At any rate, Dewey took to Hegel for the same reasons he took to Coleridge (whose philosophy, it should be added, was largely lifted from Schelling). In 1930, Dewey wrote that Hegel answered

“a demand for unification that was doubtless an intense emotional craving, and yet was a hunger that only an intellectualized subject-matter could satisfy…[T]he sense of divisions and separations that were, I suppose, borne in upon me as a consequence of a heritage of New England culture, divisions by way of isolation of self from the world, of soul from body, of nature from God, brought a painful oppression–or, rather, they were an inward laceration… Hegel’s synthesis of subject and object, matter and spirit, the divine and the human, was…no mere intellectual formula; it operated as an immense release, a liberation. Hegel’s treatment of human culture, of institutions and the arts, involved the same dissolution of hard-and-fast dividing walls, and had a special attraction for me” (The Later Works, 1925-1953, vol. 5, p. 153).

I’m realizing that my desire to do background research on Whitehead may be more involved than I originally expected. Dewey is just as interesting as James, and Whitehead credits both as influences in the opening pages of Process and Reality. I’m encouraged by the links between Dewey and Coleridge, Schelling and Hegel, since I’d already planned to include them in my dissertation. I’ve ordered James Marsh’s edition of Coleridge’s Aids to Reflection and will be posting on it soon…


by

Comments

9 responses to “Research notes on the pragmatisms of James and Dewey”

  1. Leon Avatar
    Leon

    Of course one must find their own Dewey, but when looking at the secondary literature be sure to read the “magical” Dewey (the one espoused by Tom Alexander) and not the “technological” Dewey (the one espoused by Larry Hickman). Be warned, however, it is easy to get “pinballed” around when doing literature reviews for your dissertation. Limit yourself to three months of research to get started for a prospectus defense, and then once your start writing the actual dissertation read for three days, then write for three days – find a schedule that works for you and stick with it. As an aside. and perhaps an interesting note per your dissertation: Dewey considered Coleridge’s ‘Aids to Reflection’ to be his “first Bible.”
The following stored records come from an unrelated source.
PR #2324, opened 2025-05-31
feat: Structured output for Responses API

bbrowning:
# What does this PR do?

This adds the missing `text` parameter to the Responses API that is how users control structured outputs. All we do with that parameter is map it to the corresponding chat completion response_format.

## Test Plan

The new unit tests exercise the various permutations allowed for this property, while a couple of new verification tests actually use it for real to verify the model outputs are following the format as expected.

Unit tests:

`python -m pytest -s -v tests/unit/providers/agents/meta_reference/test_openai_responses.py`

Verification tests:

```
llama stack run llama_stack/templates/together/run.yaml
pytest -s -vv 'tests/verifications/openai_api/test_responses.py' \
  --model meta-llama/Llama-4-Scout-17B-16E-Instruct
```

Note that the verification tests can only be run with a real Llama Stack server (as opposed to using the library client via `--provider=stack:together`) because the Llama Stack python client is not yet updated to accept this text field.


llama_stack/apis/agents/openai_responses.py
```diff
@@ -126,6 +127,32 @@ class OpenAIResponseOutputMessageMCPListTools(BaseModel):
...
+    """Configuration for Responses API text format.
+
+    :param type: Must be "text", "json_schema", or "json_object" to identify the format type
+    :param name: The name of the response format. Only used for json_schema.
+    :param schema: The JSON schema the response should conform to. In a Python SDK, this is often a `pydantic` model. Only used for json_schema.
+    :param description: (Optional) A description of the response format. Only used for json_schema.
+    :param strict: (Optional) Whether to strictly enforce the JSON schema. If true, the response must match the schema exactly. Only used for json_schema.
+    """
+
+    type: str
```
ashwinb: can this be `Literal["text"] | Literal["json_schema"] | Literal["json_object"]` ?

llama_stack/apis/agents/openai_responses.py
```diff
@@ -126,6 +127,32 @@ class OpenAIResponseOutputMessageMCPListTools(BaseModel):
 register_schema(OpenAIResponseOutput, name="OpenAIResponseOutput")
 
 
+# This has to be a TypedDict because we need a "schema" field and our strong
```
ashwinb, line 130: yeah seems good for now

ashwinb (approved):

llama_stack/apis/agents/openai_responses.py
bbrowning: Yes, it can! I was tired when I wrote this and remember trying `Literal["text", "json_schema", "json_object"]` and that did not work but I realize now that was just my fault. I've updated this to constrain the valid values with the literals.

bbrowning:
This had some conflicts with other merged changes, so I rebased on top of the latest main, resolved the conflicts, and re-ran the tests to ensure things still work.

bbrowning:
Hmm - looks like we have some flakes in the Ollama inference tests around tool calling. I opened #2345 to track and dig into those specifically, but for now will re-run this.

ashwinb:
yeah, looks all clean. merging....

PR #2327, opened 2025-06-01
feat: To implement WatsonX health check

justjais:
# What does this PR do?

PR to implement WatsonX health check

## Test Plan

Below are the required test results:
1. `Status: OK`, with no error:

WatsonX_1

2. `Status: Error`, when WatsonX `base_url` isn't provided, and takes the default  `base_url` i.e. `https://us-south.ml.cloud.ibm.com`:

WatsonX_2

3. `Status: Error`, when WatsonX required `project_id` isn't provided by user via env var:

WatsonX_3

Please let me know of your thoughts, if required I can modify the error message to parse and just display either just the reason error message(like in 2nd case) or the reason if it doesn't have message parameter(like in the 3rd case).

Currently, there's no parsing logic in place for `string` exception received from WatsonX end in case of exception failures.


manstis:
FWIW LGTM :+1: 

@justjais You'll need a _maintainer_ to review/approve before the final workflows are triggered.

justjais:

mattf (commented):
other provider configs do not default a model_id, as implemented this will be confusing to users. the model_id will appear in config and only be used for health checks, not for inference.

note: it appears watsonx does not expose a /health endpoint, per https://ibm.github.io/watsonx-ai-python-sdk/ and https://www.ibm.com/docs/en/watsonx/saas?topic=resources-rest-api

consuming tokens for a health check is likely to be surprising and potentially costly to users.

what about something lighter-weight like listing models, e.g. `client.repository.list_models(limit=1)` from https://ibm.github.io/watsonx-ai-python-sdk/core_api.html#client.Repository.list_models?

justjais:
@mattf That's a great point, and thanks for bringing that up. And, as a user, it'd be UN-desirable that a health check consumes the tokens. I've updated the code to use `model.get_details()` [API](https://ibm.github.io/watsonx-ai-python-sdk/fm_model.html#ibm_watsonx_ai.foundation_models.Model.get_details) from the model object, instead of creating repository object required to call the repository `list_models` API. Calling the models `get_details` API queries the model w/o consuming the tokens (verified from my watsonX running instance), and thus seems apt for querying the WatsonX instance for its health check.

llama_stack/providers/remote/inference/watsonx/config.py
```diff
@@ -32,6 +32,10 @@ class WatsonXConfig(BaseModel):
         default_factory=lambda: os.getenv("WATSONX_PROJECT_ID"),
         description="The Project ID key, only needed of using the hosted service",
     )
+    model_id: str | None = Field(
```
mattf: to make things clear for users, consider -
 - (user visible knob) call it health_check_model_id / WATSONX_HEALTH_CHECK_MODEL_ID
 - (transparent to user) pick a model that is always available to every user and stick it directly in `health()`

justjais: @mattf is it necessary to rename the `WATSONX_MODEL_ID` to `WATSONX_HEALTH_CHECK_MODEL_ID`, as for all of WatsonX API request user will need to pass in the model_id as input.

And, same can be used for model health check and if not I've kept `ibm/granite-3-8b-instruct` as default which is the model that should be available to the users in current situation _(probably will need to be updated in future)_.

mattf: @justjais the inference provider api requires users to specify the model on each request, e.g. https://llama-stack.readthedocs.io/en/latest/references/api_reference/index.html#/paths/v1-openai-v1-chat-completions/post

justjais: @mattf thank you for helping with the flow, does make sense to update the var specifically for health check. I've updated the PR as suggested.

mattf (approved):
lgtm

@ashwinb thoughts?

llama_stack/providers/remote/inference/watsonx/watsonx.py
```diff
@@ -76,6 +80,23 @@ async def initialize(self) -> None:
...
+        Performs a health check by verifying connectivity to the Watsonx server.
+        This method is used by the Provider API to verify
+        that the service is running correctly.
+        Specify the model ID as WATSONX_HEALTH_CHECK_MODEL_ID under env. var.
+        to use for the health check, which defaults to "ibm/granite-3-8b-instruct".
+        Returns:
+            HealthResponse: A dictionary containing the health status.
+        """
+        try:
+            client_model = self._get_client(self._config.health_check_model_id)
```
leseb, line 94: can't we detect the model? or use the one registered?

justjais: @leseb thank you for reviewing the PR, and please find my response inline:

> for detecting the model

I'll have to use `repository` object to use the [Repository.list_models()](https://ibm.github.io/watsonx-ai-python-sdk/core_api.html#client.Repository.list_models) and get the available models, and it'd involve an additional API call and creating new repository object, as only model object is available in `WatsonXInferenceAdapter`. 

> Using the registered

Using the registered model, would most probably result in error scenarios like:
```
"Health check failure reason: Model 'meta-llama/Llama-3.3-70B-Instruct' is not supported for this environment. Supported models: ['core42/jais-13b-chat', 'cross-encoder/ms-marco-minilm-l-12-v2', 'google/flan-t5-xl', 'google/flan-t5-xxl', 'google/flan-ul2', 'ibm/granite-13b-instruct-v2', 'ibm/granite-20b-code-instruct', 'ibm/granite-3-2b-instruct', 'ibm/granite-3-3-8b-instruct', 'ibm/granite-3-8b-instruct', 'ibm/granite-34b-code-instruct', 'ibm/granite-embedding-107m-multilingual', 'ibm/granite-embedding-278m-multilingual', 'ibm/granite-ttm-1024-96-r2', 'ibm/granite-ttm-1536-96-r2', 'ibm/granite-ttm-512-96-r2', 'ibm/slate-125m-english-rtrvr', 'ibm/slate-125m-english-rtrvr-v2', 'ibm/slate-30m-english-rtrvr', 'ibm/slate-30m-english-rtrvr-v2', 'intfloat/multilingual-e5-large', 'meta-llama/llama-2-13b-chat', 'meta-llama/llama-3-2-11b-vision-instruct', 'meta-llama/llama-3-2-90b-vision-instruct', 'meta-llama/llama-3-3-70b-instruct', 'meta-llama/llama-4-maverick-17b-128e-instruct-fp8', 'mistralai/mistral-large', 'mistralai/mistral-small-24b-instruct-2501', 'mistralai/mistral-small-3-1-24b-instruct-2503', 'mistralai/mixtral-8x7b-instruct-v01', 'mistralai/pixtral-12b', 'sdaia/allam-1-13b-instruct', 'sentence-transformers/all-minilm-l12-v2', 'sentence-transformers/all-minilm-l6-v2']"
```
using below logic:
```
# Get the first available registered model ID
registered_model_ids = list(self.alias_to_provider_id.keys())
if registered_model_ids:
  model_id = registered_model_ids[0]  # Use the first registered model
else:
  model_id = self._config.health_check_model_id  # Fallback to config
       
client_model = self._get_client(model_id)
```

So, isn't it better to use the default model/ ask for `model_id` from user as input like for `api_key` and `project_id`, thoughts?

franciscojavierarceo:
unit tests are failing.

requirements.txt
```diff
@@ -93,13 +93,17 @@ multidict==6.1.0
     # via
     #   aiohttp
     #   yarl
```
justjais, line 95: requirements got updated post running: `uv run pre-commit run --all-files`

llama_stack/providers/remote/inference/watsonx/watsonx.py
justjais: @leseb Can you plz review and approve if all's OK, also can you plz help me with the `[unit-tests (3.13)](https://github.com/meta-llama/llama-stack/actions/runs/15676771295/job/44158804500?pr=2327#logs)` failure.

requirements.txt
ashwinb: @justjais clearly something is off due to the addition of the `ibm-watson-machine-learning` package for 3.13. May be you need to specify a specific version which works with all python versions? Unless this is fixed, the PR cannot go in.

Note for us (me, @leseb, et. al.) -- having super provider-specific deps in the "unit" project group feels bad / unscalable somehow. (Because usually this kind of stuff leads to dependency pollution over time.)

ashwinb (changes requested):

requirements.txt
```diff
@@ -93,13 +93,17 @@ multidict==6.1.0
...
-numpy==2.2.3
+numpy==1.26.4 ; python_full_version < '3.13'
```
leseb, line 96: I remember having to do something similar to do while working on https://github.com/meta-llama/llama-stack/pull/2292 to make the 3.13 tests pass. I think we need to pin `ibm-watson-machine-learning`.

requirements.txt
leseb: @ashwinb yeah it's tricky, perhaps we should make the unit test fail if the import fails and ask the user to install it instead of bloating the `unit` group for provider specific deps.

requirements.txt
justjais: @leseb as I see `ibm-watson-machine-learning` meta over `pypi` it requires `Python <3.13, >=3.10 ` ([ref](https://pypi.org/project/ibm-watson-machine-learning/)).

Can we block unit test to run over py3.13 for watsonX PRs.
cc. @ashwinb

leseb: I'd like to avoid setting a precedent if possible. I suggest opening an issue on `ibm-watson-machine-learning` and putting this on hold until we get a resolution for 3.13 support. Depending on the maintainers' answer, we can revisit the current decision. Thanks!

mattf: python 3.13 is the current release and has been available for 8 months

justjais: @leseb make sense, I'll raise the issue with the lib maintainers and update the thread as needed. Thanks!

mattf: @justjais please link the upstream issue so we can track it

nathan-weinberg: Can we put a `hold` on the PR for now, so we can revisit it for reviews later?

ashwinb:
Closing this PR. We absolutely need this to work for Python >= 3.13.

    Eager to see what more ideas you like from Peirce/James/Dewey, please do report! But of course the Hartshorne mention in your post also has me gleeful.

    Your dissertation is stocked with philosophers to cover already, but I was thinking that Emerson would be another good choice as someone who has quite abit to say about the imagination – and he is a good bit closer to Schelling on the point and would be a closer connection to Whitehead also, so I would say Emerson rather than Steiner. Coleridge, Emerson, Schelling, Whitehead (in that order) would be a compact way of proceeding in a dissertation on process philosophy and the imagination, if you are finding the Whitehead alone to be too involved. That specific order gives you a good introduction to the imaginative faculty via Coleridge, establishing its aesthetic and philosophic importance through a discussion concerning poetry, imagination, and creativity in Emerson, connection that to creativity and ontology in Schelling, and finally synthesizing the notions of creativity, imagination, and ontology in Whitehead, as that is his theory anyway (plus, Whitehead has a fundamental role for the aesthetic portion of experience, to boot). Just my two cents.

    Leon / AFTER NATURE

    1. Matthew David Segall Avatar

      Thanks very much for your advice, Leon.

      1. khadimir Avatar
        khadimir

        Matt,

        Tom Alexander was on my committee and in many ways I am a direct inheritor of his interpretation of Dewey. Just a scholarly fyi, he was an inheritor of James Gouinlock, who came from the Columbia naturalists school. The book to read is John Dewey’s Theory of Art, Experience, and Nature. The first chapter is rough going, but 2-3 should give you a lot of metaphysical food for thought.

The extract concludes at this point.